TSMC's specific gripes aren't clear, and The Register reached out for clarification. The silicon giant at least told Reuters it is in talks with the US government over CHIPS Act guidance. Taiwan's Economy Minister has also reportedly confirmed TSMC is negotiating with Uncle Sam, and expressed optimism that the wrangling over subsidies wouldn't negatively impact relations.
The CHIPS funding is of particular interest for TSMC, which is in the middle of a massive expansion in capacity, including a pair of US fabs located outside Phoenix, worth roughly $43.5 billion. By our estimate, TSMC could bag between $2 billion and $6 billion on top of substantial tax breaks.
However, that's only if the biz manages to jump through the hoops necessary to claim its portion of the funds, and there are many such hoops. At a high level, companies receiving more than $150 million in the subsidies will be required to share a portion of any profit that exceeds certain "agreed-upon thresholds." Additionally, these manufacturers will be subject to detailed reporting requirements, a prohibition on Chinese investments and stock buybacks, and employee childcare provisioning requirements.
And chipmakers caught flouting these rules could be forced to return funding, among other corporate penalties.
The 10-year prohibition on Chinese investments has been a particular sticking point for South Korean memory slingers Samsung Electronics and SK hynix. Both factory titans have significant investments in mainland China. SK hynix is in the process of acquiring Intel's NAND manufacturing plant in China's Dalian province, while Samsung operates two memory fabs in Xi'an and Suzhou, China.
Last month South Korea's Ministry of Trade, Industry, and Energy said the agency was working with US authorities to ensure the nation's interests are reflected in the agreement. South Korea's government has also expressed concerns that the details demanded by the CHIPS funding are too invasive and involve the sharing of trade secrets.

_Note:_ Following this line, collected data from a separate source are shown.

PR #1134, opened 2023-02-20
Add logs to detect problematic device while data collection

TasnimMehzabin:


FabianMauz (approved):
TO DO:
 - make small changes we discussed
 - write an rspec test to see that an exception is not breaking the loop

PR #1145, opened 2023-02-23
fix the issue that chemspectra does not work at sometimes

baolanlequang:

- [x] added code is linted

### DIFF
--- a/app/packs/src/stores/alt/stores/SpectraStore.js
+++ b/app/packs/src/stores/alt/stores/SpectraStore.js
@@ -80,9 +80,12 @@ class SpectraStore {
 
   handleLoadSpectra({ fetchedFiles, spcInfos }) {
     const spcMetas = this.decodeSpectra(fetchedFiles);
-    const newArrSpcIdx = spcMetas.map(spci => (
+    let newArrSpcIdx = spcMetas.map(spci => (
       spci.idx
     )).filter(r => r !== null);
+    if (newArrSpcIdx.length <= 1) {
+      newArrSpcIdx = [];
+    }
     this.setState({
       spcInfos,
       spcMetas,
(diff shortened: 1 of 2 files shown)


app/packs/src/stores/alt/stores/SpectraStore.js
```diff
@@ -80,9 +80,12 @@ class SpectraStore {
 
   handleLoadSpectra({ fetchedFiles, spcInfos }) {
     const spcMetas = this.decodeSpectra(fetchedFiles);
-    const newArrSpcIdx = spcMetas.map(spci => (
+    let newArrSpcIdx = spcMetas.map(spci => (
       spci.idx
     )).filter(r => r !== null);
+    if (newArrSpcIdx.length <= 1) {
```
ptrxyz, line 86: Just double checking: so we need at least two elements in our filtered array, otherwise we set it `[]`, right?
only one element is not enough?

yarn.lock
```diff
@@ -1171,6 +1171,13 @@
   dependencies:
     regenerator-runtime "^0.13.11"
 
+"@babel/runtime@^7.17.2":
```
ptrxyz, line 1174: Hm, we should avoid installing `babel/runtime` twice. Are we sure we need a downgraded version of what is already present?

app/packs/src/stores/alt/stores/SpectraStore.js
baolanlequang: Yes, because chemspectra only supports the display of multiple spectra at the same time when the spectra files is a Cyclic Voltammetry spectra for now. So in the case of only on spectra file, we treat it like the others.

yarn.lock
baolanlequang: It's a dependency of our libraries and is managed by `yarn`

PiTrem (approved):

PR #1169, opened 2023-03-06
report: alias element.analyses

PiTrem:
Report function expecting  sample.analyses 
but this data is now only under sample.containers

### DIFF
--- a/app/packs/src/apps/mydb/elements/details/reports/SectionReaction.js
+++ b/app/packs/src/apps/mydb/elements/details/reports/SectionReaction.js
@@ -11,11 +11,7 @@ const SectionReaction = ({reaction, settings, configs}) => {
          tlc_solvents, rf_value, status } = reaction;
   const dangerousProducts = dangerous_products;
 
-  const has_analyses = products.map( sample => {
-    if(sample.analyses.length != 0) {
-      return true;
-    }
-  }).filter(r => r!=null).length != 0;
+  const has_analyses = !!(products.find((sample) => sample.analysesPresent()));
 
   const showPuri = settings.purification
     && purification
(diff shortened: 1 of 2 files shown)


app/packs/src/apps/mydb/elements/details/reports/SectionReaction.js
```diff
@@ -11,11 +11,7 @@ const SectionReaction = ({reaction, settings, configs}) => {
          tlc_solvents, rf_value, status } = reaction;
   const dangerousProducts = dangerous_products;
 
-  const has_analyses = products.map( sample => {
-    if(sample.analyses.length != 0) {
-      return true;
-    }
-  }).filter(r => r!=null).length != 0;
+  const has_analyses = !!(products.find((sample) => sample.analysesPresent()));
```
FabianMauz, line 14: Why again the double exclamation marks ? 

sample.analysesPresent( ) already returns a boolean

app/packs/src/models/Element.js
```diff
@@ -119,6 +119,27 @@ export default class Element {
...
+  // Return true if the element has at least one analysis
+  analysesPresent() {
+    if (!this.container) { return false; }
+
+    const analysesContainer = this.container.children?.find((container) => container?.container_type === 'analyses');
+    if (!analysesContainer) { return false; }
+
+    const analysis = analysesContainer.children?.find((container) => container?.container_type === 'analysis');
+    return !!analysis;
+  }
```
FabianMauz, line 131: could that function be shorten to
```suggestion
analysesPresent() {
   return analyses().length > 0
} 
```

FabianMauz (approved):
Some minor questions

app/packs/src/models/Element.js
PiTrem: Indeed.
But I think it proposed change could be faster when the element has heaps of analyses :) 
Also  the functions  defined above that one could also have re-used, but I think they   they need a rewrite, so did not do that here.

PR #1181, opened 2023-03-08
Issue 902 export reasearch plan rev

PiTrem:
remove listener from component that was triggering the  processing of  data unrelated to the component

( + some linting)


PiTrem:
oops wrong branch

PR #1194, opened 2023-03-13
Extend search

beque:
Add search modal for all searches
The search result is shown in modal as preview


adambasha0:
Hi, 
I found the following bug. copy to clipboard on search result does not work as expected.

https://github.com/ComPlat/chemotion_ELN/assets/55552142/4f11876f-5741-49a3-916c-80b130240d3e

adambasha0:
Another Bug: on advanced search searching exact sample name should work as expected! but it does not. can you check? thank you
https://github.com/ComPlat/chemotion_ELN/assets/55552142/d75a4d7d-8e4a-4d7f-ae6c-072de647ec5e

beque:
@adambasha0 Hi,
I have fixed the copy to clipboard.

There could be many reasons why the server was slow, when you are testing the search.
It is just a staging server. I don't know if it's really comparable with a production server.

In your second video you are searching for a molecule name.
But in the advanced search for samples you can only search for the name of a sample.
Or other fields of a sample but not for a molecule name.
So it is correct that you do not get a result.

In the detail search I will add a molecule name field.
Than it will be possible to search for a molecule name

PiTrem (approved):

US trade policy appears to be playing a major factor in this case. The US has, over the past two administrations, worked to stifle China's semiconductor industry. Given this context it's not surprising to see the US taking steps to ensure CHIPs funding can't be funneled back into China. ®
PS: Beijing's military has just finished rehearsing cutting off the island of Taiwan in response to the Taiwanese president's visit to the US.